Raspberry Pi Production Delayed By Factory's Assembly Flub
nk497 writes "The first shipment of Raspberry Pi devices has been delayed, after the factory manufacturing the cheap educational computer used non-magnetic jacks instead of ones with integrated magnetics. The problem is already nearly fixed, but new jacks need to be sourced for subsequent shipments, so those could be delayed slightly. 'It's inevitable, isn't it — you're freewheeling along perfectly happily and then you get a puncture,' said spokeswoman Liz Upton, apologizing for the delay."
I have no idea what this means. How is this possible?
I guess because you didn't study properly at school... ;-)
"Without them you would effectively tie the RX and TX signals together and probably turn the entire network into an aerial for Radio 2 reception."
I disagree with the first part of this. Ethernet works off differential signals and the transformer does a good job of removing the common mode signals (non differential) coming down the wire.

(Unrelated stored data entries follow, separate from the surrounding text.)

PR #5545, opened 2025-04-02
Handle multiple dns server in resolve conf

valodzka:
Current docker-entrypoint.sh fails with nginx syntax error if resolv.con contains > 1 dns server.
This fixes the issues by taking only first server

### DIFF
--- a/contrib/docker/docker-entrypoint.sh
+++ b/contrib/docker/docker-entrypoint.sh
@@ -114,7 +114,7 @@ elif [ "$1" = 'zammad-nginx' ]; then
   # configure nginx
 
   # Ensure that nginx has a short TTL so that recreated containers with new IP addresses are found.
-  NAMESERVER=$(grep "nameserver" < /etc/resolv.conf | awk '{print $2}')
+  NAMESERVER=$(grep -m1 "nameserver" < /etc/resolv.conf | awk '{print $2}')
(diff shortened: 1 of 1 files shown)


rkoehn:
I have a similar problem (even slightly more complex) problem. My docker generated `resolv.conf` looks like this:
```
zammad@471b0f446d2a:~$ cat /etc/resolv.conf
# Generated by Docker Engine.
# This file can be edited; Docker Engine will not make further changes once it
# has been modified.

nameserver 192.168.178.1
nameserver 8.8.8.8
search fritz.box

# Based on host file: '/etc/resolv.conf' (legacy)
# Overrides: [nameservers]
```
In this case, not only two nameservers are used, but additionally the comment `# Overrides: [nameservers]` is picked.

Potentially safer solution would be to first remove all comments (`grep -v "#" `):
```
NAMESERVER=$(grep -v "#" < /etc/resolv.conf | grep -m1 "nameserver" | awk '{print $2}')
```

rkoehn:
@valodzka , I think this problem may have been fixed in https://github.com/zammad/zammad/issues/5553 ?

Related commit: https://github.com/zammad/zammad/commit/a77cc70b7ba53dd8529c13563ca81caf49effc06

valodzka:
Yes, looks like so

Without the magnetics the common mode signals (such as DC, mains interference, Radio 2 transmissions) picked up by a potentially long ethernet lead will turn up at the input to the ethernet phy (receiver) chip. This may or may not be enough to stop it from working depending on the interference received. The lack of correct voltage biasing (also done via the magnetics) will very likely stop it from working though. Even so the RX and TX won't be shorted.